Instructions for the task
Return the lines of the data below exactly. Start at the first and end with the line containing "was used in".

Entries shown: Begin

PR #5798, opened 2017-01-26
Use Element.dataset instead of $(...).data()

### LINKED ISSUE #5778: autoload_static uses Jquery .data()
This function

https://api.jquery.com/jquery.data/

was used in `embed.coffee`:

https://github.com/bokeh/bokeh/blob/master/bokehjs/src/coffee/embed.coffee#L147

mattpap:
fixes #5778

### DIFF
--- a/bokehjs/src/coffee/embed.coffee
+++ b/bokehjs/src/coffee/embed.coffee
@@ -144,7 +144,7 @@ export inject_raw_css = (css) ->
 
 # pull missing render item fields from data- attributes
 fill_render_item_from_script_tag = (script, item) ->
-  info = script.data()
+  info = script.dataset
   # length checks are because we put all the attributes on the tag
   # but sometimes set them to empty string
   if info.bokehLogLevel? and info.bokehLogLevel.length > 0


mattpap:
@bryevdv, in the issue you said this needs tests and there are such, but what we really need is an example in `examples/embed` showing how to use this and this will test if this works on all levels. Just I'm not sure exactly how this is supposed to work.

bryevdv:
I'm not sure, such an example will need to save a file, and then run a server. I'm no sure how easily such a thing would fit into our examples testing. I agree such an example would be valuable in any case. I was more thinking of some unit tests for `embed.coffee` (of which there are currently zero)

bryevdv:
@mattpap here is a self-contained example you can add, it does not save any files, and running just the one script is all that is needed:
```
from jinja2 import Template

from tornado.web import Application, RequestHandler

from bokeh.embed import autoload_static
from bokeh.resources import CDN

template = Template("""
<!doctype html>

<html lang="en">
<head>
  <meta charset="utf-8">
</head>

<body>
  <div>HERE IS SOME CUSTOM STUFF</div>
  {{ script|safe }}
</body>
</html>
""")

class IndexHandler(RequestHandler):
    def initialize(self, script):
        self.script = script
    def get(self):
        self.write(template.render(script=self.script))

class JSHandler(RequestHandler):
    def initialize(self, js):
        self.js = js
    def get(self): self.write(self.js)

def make_plot():

    p.circle(flowers["petal_length"], flowers["petal_width"],

    return p

if __name__ == '__main__':
    print('Opening Tornado app with embedded Bokeh plot on http://localhost:8888/')

    js, script = autoload_static(make_plot(), CDN, "embed.js")

    app = Application([
        (r"/", IndexHandler, dict(script=script)),
        (r"/embed.js", JSHandler, dict(js=js))
    ])
    app.listen(8888)

    io_loop = IOLoop.current()
    io_loop.add_callback(view, "http://localhost:8888/")
    io_loop.start()
```

bryevdv:
@mattpap please make a separate issue to add tests/examples. #5801 is a critical issue with GMaps has come out of nowhere and is affecting multiple versions of Bokeh. I have a possible, potential fix but the problem is only showing in more complicated embeds like docs, which I can't currently view because of this issue. I am merging this immediately to unblock work on #5801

Entries shown: End

Exercise solution
PR #5798, opened 2017-01-26
Use Element.dataset instead of $(...).data()

### LINKED ISSUE #5778: autoload_static uses Jquery .data()
This function

https://api.jquery.com/jquery.data/

was used in `embed.coffee`:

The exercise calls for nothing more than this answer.